University of Georgia ecologists John Gittleman and Patrick Stephens are contributors to a major new study that finds that species are going extinct today 1,000 times faster than during pre-human times—a rate an order of magnitude higher than the previous estimate.
The study, which was led by Jurriaan de Vos of Brown University, appears in the journal Conservation Biology.
The researchers were able to establish the faster current extinction rate by pinning down a more accurate pre-human, or background, rate, explaining that estimating recent rates is straightforward, but establishing a background rate for comparison is not.
“Being able to look at the pre-human, or background, rate of extinction is important,” said Gittleman, dean of the Odum School of Ecology and UGA Foundation Professor of Ecology. “We now know that the current rate of extinction is worse than we thought because the background rate is an order of magnitude slower than the original estimate. Having a real rate of extinction will allow us to look at causal mechanisms much more carefully.”
They found that the background rate of extinction was slower before humans existed by comparing the number of species that died out with the number of new species that emerged. The researchers calculated that the background rate of extinction was 0.1 extinctions per million species years—meaning that one out of every 10 million species on earth became extinct each year during that time.
The previous estimate was one extinction per million species years, which skewed the current rate, making it appear to be only 100 times faster than during human times. With the new data, the researchers hypothesize not only that current extinction rates are 1,000 times higher than natural background rates of extinction but that future rates are likely to be 10,000 times higher.

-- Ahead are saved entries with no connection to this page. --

Issue #26, opened 2019-10-31
Segmentation fault when propagating decay particles


daniel-zid:
I've had a strange error. In my Python code, I create a dictionary containing propagators. Using the propagators in this dictionary, I propagate either taus or antitaus. If one of the decay products is a muon, I pass the properties of this muon to the correspondent propagator and then propagate it to see if it creates particle showers. The weird thing is that this propagation randomly gives segmentation faults.

I can provide you with a simple code that reproduces this error.

Jean1995:
I encountered similar problems when trying to create showers with PROPOSAL using python-bindings.

It is important to know that the return values of a propagator, the list of secondaries, are actually references to objects. These objects are managed by an instance of Output (which is shared by all propagators in your dictionary). Every time a new particle is propagated these objects are deleted so that the new list of secondaries can be saved. I believe that refering to a particle that has already been deleted could be causing the segfaults.

I was able to deal with this problem by directly storing all information from the secondaries that I need in python (before a new particle is propagated and therefore before the information is deleted).

MaxNoe:
Shouldn't this be solved by always using shared pointers? pybind11 advertises that these "just work™"

daniel-zid:
That makes sense. It seems that if I don't propagate while iterating the
array of secondary particles,
everything works. Thank you!

sudojan:
This should now be fixed.

PR #30, opened 2019-11-07
Fix for Issue #26

MaxSac:
Return Secondaries as shared Pointer. Maybe Secondaries should get some utility functions.
Secondaries are pybinded. To get the vector of dynamicData, "secondaries.particles" has to
be called.


MaxSac:
Memory fix cause another unattractive problem. The garbage collector for each `secondaries` is only called when the program is terminated. That makes it slow and consumes a lot of memory.
```
import pyPROPOSAL as pp

prop = pp.Propagator( particle_def=pp.particle.MuMinusDef.get(), config_file="PATH_TO_CONFIG/config.json")
mu = prop.particle
mu_init = pp.particle.Particle(mu)
mu_init.energy = 1e9
mu_backup.direction = pp.Vector3d(0,0,-1)

for i in range(1000):
    mu.inject_state(mu_backup)
    secondaries = prop.propagate(1e6)
    print(secodaries.particles[0].id)
```
@MaxNoe is there a way to avoid the problem, than explicitly calling the garbage can collector?

MaxNoe:
For loops in python don't have scope. Functions do. So if you use a function to propagate a single particle, the secondaries should be cleared up. Or just using `del secondaries`.

You can check memory consumption using psutils;

```
process = psutil.Process(os.getpid())
print(f'Currently using {p.memory_info().rss / 1024**2:.1f} MB RAM')
```

MaxNoe:
One question I have: why is this a shared pointer on a new custom class that basically just wraps a vector? why not `std::vector<shared_ptr<Particle>>` or what ever would be appropriate?

That would have the advantage, that you do not have to reimplement all the methods and protocols of vector. It iteration won't work currently.

MaxNoe:
Sorry, wrong button

public/PROPOSAL/Secondaries.h
```diff
@@ -0,0 +1,56 @@
...
+#pragma once
+
+
+#include "PROPOSAL/particle/Particle.h"
+#include <memory>
+#include <vector>
+
+namespace PROPOSAL {
+
+class Secondaries {
```
MaxNoe: Why this wrapper class? Why not just use the `std::vector<std::shared_ptr<DynamicData>>` directly?

MaxSac:
> One question I have: why is this a shared pointer on a new custom class that basically just wraps a vector? why not `std::vector<shared_ptr<Particle>>` or what ever would be appropriate?
> 
> That would have the advantage, that you do not have to reimplement all the methods and protocols of vector. It iteration won't work currently.

There should be some querys on the wrapper class which are not yet implemented.
The pointer itself is needless and i will delete it in next commit.

public/PROPOSAL/particle/ParticleDef.h
```diff
@@ -332,29 +332,29 @@ PROPOSAL_MAKE_HASHABLE(PROPOSAL::ParticleDef, t.mass, t.lifetime, t.charge)
 namespace PROPOSAL {
 static std::map<const int, const ParticleDef&> Id_Particle_Map
```
MaxNoe: wouln't `const ParticleType` as type for the map be better than all those casts to int?

PR #34, opened 2020-02-17
Use smart pointer in Propagator and Sector

MaxSac:
feature: Use smart pointer to reducing memory leaks and avoid explicit clone operations.
fix: misspelling ParseParameterConifg


private/PROPOSAL/Propagator.cxx
```diff
@@ -801,13 +799,27 @@ Geometry* Propagator::ParseGeometryConifg(const std::string& json_object_str)
...
+        log_debug("The 'hierarchy' option is not set. Use default (0)");
+    }
+
     // --------------------------------------------------------------------- //
     // Check type of geometry and set members
     // --------------------------------------------------------------------- //
-
-    if (PROPOSAL::Sphere* sphere = dynamic_cast<PROPOSAL::Sphere*>(geometry)) {
+    
+    if (geometry->GetName() == "Sphere") {
```
MaxNoe: This looks like it should be a switch and name an enum?

private/PROPOSAL/Sector.cxx
```diff
@@ -45,7 +45,7 @@ Sector::Definition::Definition()
     , location(Sector::ParticleLocation::InsideDetector)
     , utility_def()
     , cut_settings()
-    , medium_(new Ice())
+    , medium_(std::make_shared<const Medium>(Ice()))
```
MaxNoe: This is stack allocating a Ice and passing this to the copy constructor of `Medium`.

This should be `std::make_shared<const Ice>()`

private/PROPOSAL/Propagator.cxx
MaxSac: Thank you, I was not aware of the implicit conversion in smart pointers.

private/PROPOSAL/Sector.cxx
MaxSac: Thank you, I was not aware of the implicit conversion in smart pointers.

private/PROPOSAL/Propagator.cxx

The earlier estimate was calculated by a team of researchers in 1995 that included Gittleman and was led by another coauthor on the new study, Stuart Pimm of Duke University. It was based chiefly on an examination of the fossil record.
The current study makes use of new techniques and databases that were not available when the earlier estimate was made.
Like the previous study, it incorporates the fossil record, but also uses novel analytical computer models to estimate extinction rates from phylogenetic, or evolutionary, trees—essentially maps of the genetic history of a group of organisms. In this new, more rigorous study, both sets of evidence converge on the same—lower—estimate of the normal background rate of extinction.
“Twenty years ago, not to mention during Darwin’s time, most evolutionary trees had missing branches and missing species,” said Gittleman. “Now we’ve got much more comprehensive evolutionary trees where all the species are included, mainly due to much better molecular techniques.”
One such tree, which Gittleman helped construct, traces the evolutionary history of the world’s known mammal species. It was used in the new study as a source of high-quality data to ensure that the analytical models were accurate.
For Gittleman and Stephens, an assistant research scientist in the Odum School, the extinction rate study is a continuation of research focused on biodiversity conservation.
Gittleman recently coauthored a paper, published in Science, with Pimm and others looking at global rates of species extinction, distribution and protection to learn where threats to species are expanding and help inform protection efforts. An earlier study analyzed information on international funding for biodiversity conservation and modeled its distribution to show which countries have major conservation finance shortfalls.
Stephens leads a National Science Foundation-funded Research Coordination Network working to create the first global maps of disease and parasite biodiversity across different groups of host species.
The study’s other coauthor is Lucas Joppa of Microsoft Research.